The very fact that it's called internet.org is obvious proof of the dishonesty
at play.

Sometimes the right answer is to do nothing if you don't have anything good to
contribute.

------
caster_cp
From the Internet.org website itself, comes a very timely affirmation: "The
future of the world economy is a knowledge economy - the Internet, its
backbone". Should this backbone be on the hands of, or at least controlled by,
one single company (or cartel, or association)? This move is a very good
strategic move to access the so called "other 3 billion", and the mixture of
tech companies and public services in developing countries has been proven
effective (see M-Pesa, an initiative that revolutionized the financial
services ecosystem in Kenya). But there are very deep philosophical
implications when private companies start taking the role of government on the
internet. Nowadays, many public servants do not understand the implications of
this "knowledge economy" referenced on the internet.org website.

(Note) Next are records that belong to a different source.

PR #245, opened 2019-07-30
Change serialization interface to be an object

### LINKED ISSUE #56: Change the serializer API to be a single class
I don't think taking `serializer` and `deserializer` as arguments is a clean API because they really should be treated as a protocol.   I can't imagine a time you would provide a `serializer` and not have to provide a `deserializer` for it to successfully work.

I suggest the following:

```python

class JsonSerializer:
     def serialize(self, key, value):
         if type(value) == str:
             return value, 1
         return json.dumps(value), 2

    def deserialize(self, key, value, flags):
        if flags == 1:
            return value
        if flags == 2:
            return json.loads(value)
        raise Exception("Unknown serialization format")

client = Client(('localhost', 11211), serializer=JsonSerializer())
```

sirosen:
Rather than passing separate serialization and deserialization methods to a pymemcache client, pass an object implementing a very simple two-method interface.

This is a rather significant breaking change and should be part of an x.0.0 major release.

Resolves #56

As suggested in that issue, this is a cleaner interface, as there's no sensible context in which you would provide only one of these two methods and it should therefore be thought of as a serialization/deserialization protocol.

Also adds a note to the documentation's Best Practices list that you should use the built-in serializer object unless you have a reason to do otherwise.

I intentionally phrased things in the docs to suggest that you _do not_ need to subclass `PythonMemcacheSerializer`. Just implement the same two-method interface which is already in use.
This also makes it pretty trivial to port any pymemcache 2.x code to 3.x if this is accepted, as you can just define a shim object, a la

```python
def old_serializer(key, value):
    ...
def old_deserializer(key, value, flags):
    ...
class ShimSerializer(object):
    def serialize(self, *args, **kwargs):
        return old_serializer(*args, **kwargs)
    def deserialize(self, *args, **kwargs):
        return old_deserializer(*args, **kwargs)
```

---

@jparise, I noticed you created a 3.0 milestone and added a couple of issues to it. This inspired me to take a crack at #56, which seems like a nice improvement to the interfaces presented by Pymemcache,  but obviously needs to be a major release.


jparise:
We could in theory support both forms by naming this new parameter `serde` and internally providing a wrapping object if the legacy `serializer` and `deserializer` were provided.

sirosen:
After some thought, I don't really like the idea of doing that *long-term*. #56 is about cleaning up the API for Client, and adding more args makes it messier. Unless we agree that the compatible behavior should be dropped in a future major release, I would rather not make this change at all. Does that seem reasonable?

I acknowledge that changing the public API for one of the main interfaces of pymemcache is a "very breaky" change -- almost every user of the library would be impacted.

I'm going to add a commit which
1. Renames this param from `serializer` to `serde`
2. Makes the change to add a wrapping object if both `serializer` and `deserializer` are provided
3. Raises a `DeprecationWarning` in this usage, stating that support for this behavior will be dropped in pymemcache version 4
4. Renames the objects in `pymemcache.serde` to preserve the old public function names, so that prior usages of those will still work

Does that sound good?

sirosen:
I've gotten this work done and passing tests for me, but I need to get on a flight. It needs more testing, since there are now multiple usages supported. So please don't merge in this state -- it's a work in progress -- but I wanted to get the new version out there for review.

jogo:
I am weary of making such a major breaking change just to clean up an API for the sake of making it cleaner.

sirosen:
@jogo, I changed the deprecation warning to not commit to removing the supported methods in v4. Does that make it more palatable?

Personally, I don't mind the current interface that much, but given that #56 has been left open, it seemed to me like it had a kind of "tacit approval" from the pymemcache owners. I only went after it because it seems 3.0 is around the corner.

I also tweaked things a little to use a "no-op serializer" when nothing is specified. This doesn't change semantics at all, but it lets any operations that want to serialize or deserialize data skip the `if self.serializer` checks that exist today -- just call `self.serde.serialize(...)` unconditionally.
I think this makes things easier to read, but if it's not liked or wanted, I can remove the commit.

pymemcache/client/base.py
```diff
@@ -109,6 +111,28 @@ def _check_key(key, allow_unicode_keys, key_prefix=b''):
...
+
+def _load_serde(serde, serializer, deserializer):
+    """helper for handling compatible "serde" object loading"""
+    if serde:
+        return serde
+    elif serializer and deserializer:
+        warnings.warn(
+            "pymemcache.base.Client support for the serializer and "
+            "deserializer functions is deprecated and will be removed in "
+            "a future version of pymemcache. Use the 'serde' object instead.",
```
jogo: I don't want to commit to saying will be removed in a future version I would rather leave it as deprecated but have no plans to remove it unless we need to. I don't want to force extra work for existing users if possible

sirosen:
I've done a rebase to resolve several issues.
1. Remove the deprecation warning entirely.
2. Resolve conflicts with `master`
3. Fix the fact that these changes were causing the tests in 7ad74da1 to start failing

A naive rebase resulted in some tests which passed a serializer but no deserializer failing -- the serializer was being discarded in these cases, on the assumption that "serializer without deserializer" was not valid. Even if that's logical or "should be true", it's not necessarily the case today, and there may be valid clients out there passing a serializer without a deserializer. Those should still be supported in this version.

In order to handle this best, I've combined the "NoOpSerde" object with the wrapper for serializer/deserializer functions. There's now just one class, `pymemcache.serde.LegacyWrappingSerde` which implements both default behaviors and allows either one (or both) to be overridden.

This has the potentially "ugly" side effect that now creating a client without `serde`, `serializer`, or `deserializer` will cause `LegacyWrappingSerde` to be used internally, and this may appear in stacktraces and other debugging contexts (vs. `PythonMemcacheNoOpSerde`, which was maybe a little nicer). I think that's fine in exchange for more maintainable library code.

ChangeLog.rst
```diff
@@ -15,6 +15,14 @@ New in version 2.2.1
 --------------------
 * Fix ``flags`` when setting multiple differently-typed values at once.
 
+New in version 3.0.0 (unreleased)
+---------------------------------
+
+* The serialization API has been reworked. Instead of consuming a serializer
```
jparise: You'll need to manually move this new entry up to the (new) 3.0.0 section.

docs/getting_started.rst
```diff
@@ -140,6 +151,9 @@ Best Practices
    errors, from killing your web requests. Do not use this flag if you need to
    know about errors from memcache, and make sure you have some other way to
    detect memcache server failures.
+ - Unless you have a known reason to do otherwise, use the provided serializer
+   in `pymemcache.serde.python_memcache_pickle_serde` for any de/serialization
+   of objects
```
jparise:
```suggestion
   of objects.
```

pymemcache/client/base.py
```diff
@@ -983,8 +988,8 @@ def __init__(self,
                  allow_unicode_keys=False,
                  encoding='ascii'):
         self.server = server
-        self.serializer = serializer
-        self.deserializer = deserializer
+        self.serde = (serde if serde else
+                      LegacyWrappingSerde(serializer, deserializer))
```
```python
self.serde = serde or LegacyWrappingSerde(serializer, deserializer)
```

pymemcache/serde.py
```diff
@@ -105,3 +105,53 @@ def python_memcache_deserializer(key, value, flags):
             return None
 
     return value
+
+
+class PythonMemcachePickleSerde(object):
```
jparise: It seems like we should name this just `PickleSerde`. What do you think?

```suggestion
class PickleSerde(object):
```

pymemcache/test/test_integration.py
```diff
@@ -26,9 +26,7 @@
     MemcacheClientError
 )
 from pymemcache.serde import (
-    get_python_memcache_serializer,
-    python_memcache_serializer,
-    python_memcache_deserializer
+    PythonMemcachePickleSerde, python_memcache_pickle_serde
```
jparise: Let's keep the "one name per line" format we had before.

sirosen: Sure. It reminds me that I meant to suggest maybe using `black`.

I feel like the parts of my brain which pay attention to formatting minutiae have been mostly "turned off" since I started using it.
But definitely, I'll fix to be consistent with what's here.

pymemcache/serde.py
sirosen: I'm a huge 👍 on the more concise name. I think I was just trying to stay consistent with the things which are already in this module.

sirosen:
@jparise, thanks for the review. I've done my last set of changes in a new commit rather than another rebase to make it easier to review the results.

Specially
when it relates to the forces that lead to huge market concentrations and even
de facto monopolies in these industries (see Facebook, Google, Amazon,
Microsoft, ...). The irony of this specific initiative is that a company that
fights for net neutrality with the EFF against the telcos tries to do the same
thing, but at a different layer, in developing countries. In reality, this
raises a very important question for the future of the internet: what is the
right amount of private interference on services that were previously
considered public ones (identification being the most prominent of these
nowadays)? Are we heading to a new Bell style monopoly, but at a global scale,
nowadays? And what will be the outcome of the very important fight of internet
versus infrastructure companies that is going on? Regarding these doubts, I
really and firmly believe that the most interesting phenomenons will not
happen in the US, but on the most unsuspecting countries out there (again, see
M-Pesa). We just have to wait and see

------
mattangriffel
"Imagine your water meter giving you free quick showers but charging you for a
bath."

Am I the only one that doesn't think this is ridiculous? We already pay for
the water we use to take a bath or a shower. So basically this amounts to free
showers. Isn't that something to be happy about?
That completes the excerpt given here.